Sunday, March 2, 2008

Chef BoyarTamiko

It's taken plenty of trial and error but here it is - near perfect granola. The secret is to put brown sugar with the dry ingredients and use a tiny amount of water with the wet ingredients. The water causes the granola to "clump". When you use slow cooking oats they tend to stay as single oats whereas quick cooking oats will clump together. But quick cooking oats taste like cardboard.

I picked up some dried fruit from Hamada Farms at the Farmer's Market today and some sage- wildflower honey from the honey lady. The honey is extra strong so I thought it would stand up well in granola. It does but honey seems to burn quickly. On the left is granola with honey nectarines and cashews. The dried nectarines are incredible! On the right is maple syrup with coconut, walnuts and dried cherries. Holy crap are these dried cherries good! Sadly he is almost out for the season. The maple syrup granola is more subtle and a little less sweet - I definitely prefer it.

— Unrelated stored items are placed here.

PR #759, opened 2023-08-31
Solution

s3rg4sh:
https://s3rg4sh.github.io/react_todo-app-with-api/

### DIFF
--- a/src/App.tsx
+++ b/src/App.tsx
@@ -1,24 +1,233 @@
-/* eslint-disable max-len */
-/* eslint-disable jsx-a11y/control-has-associated-label */
-import React from 'react';
+import React, { useEffect, useMemo, useState } from 'react';
+import cn from 'classnames';
 import { UserWarning } from './UserWarning';
+import { Todo } from './types/Todo';
+import { TodoList } from './components/TodoList';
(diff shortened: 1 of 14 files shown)


src/App.tsx
```diff
@@ -1,24 +1,233 @@
...
+            />
+          )
+          : (
+            <TodoList
+              todos={filteredTodos}
+              onDelete={handleDeleteTodo}
+              onUpdate={handleUpdateTodo}
+              processingIds={processingIds}
+            />
+          )}
```
maxim2310, line 205: better to pass tempTodo as props and make proper logic inside component instead doing it by ternary operator with component

maxim2310 (changes requested):

https://www.loom.com/share/7501632b2d7c4d818000c82c77db2858

VitaliyBondarenko1982 (changes requested):
Good job.
Need a couple imrovements.

- do not show toggle button in header when no any todos in the list
Screenshot from 2023-09-01 13-01-11

- check logic for toggle button. 
working example:
design

actual:
actual

VitaliyBondarenko1982 (approved):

Below is a (bad) closeup of the clumps.

Here is the basic recipe:

2 cups oats
1/2-3/4 cup wheat germ
1 - 2 tbsp brown sugar
1/4 tsp salt
1/4 cup honey or maple syrup
3 tbsp veg oil
2 tbsp water
1 - 1 1/2 cups mix ins

Mix dry ingredients together. Put liquids in a small pot and bring to a low boil. Pour into dry ingredients and mix. Add mix ins and stir (If adding dry fruit you may want to add it later in the cooking period so it doesn't totally dry out).

Dump on a sprayed baking sheet and make some clumps, if they don't already exist. Bake for 25-30 minutes then take out and add dried fruit. Bake for another 10-15 minutes. It's finished when it's sort of golden in colour but not really brown. In the above photo the granola on the right is ideal and the one on the left is bordering on burned.

Let it cool then add soy milk and chow!

2 comments:

Anonymous said...

Thanks for the recipe! I'm trying it right now. But what temperature do you recommend for baking? and is brown sugar a wet or dry ingredient? Because last time I made granola the brown sugar just became granular and burned, so I'm afraid of not dissolving it first. How do you handle it?

Anonymous said...

so delicious! Your ratio for honey, brown sugar, oil and water is perfect! It is the perfect amount of light sweetness and gets beautifully golden. :) yummmm.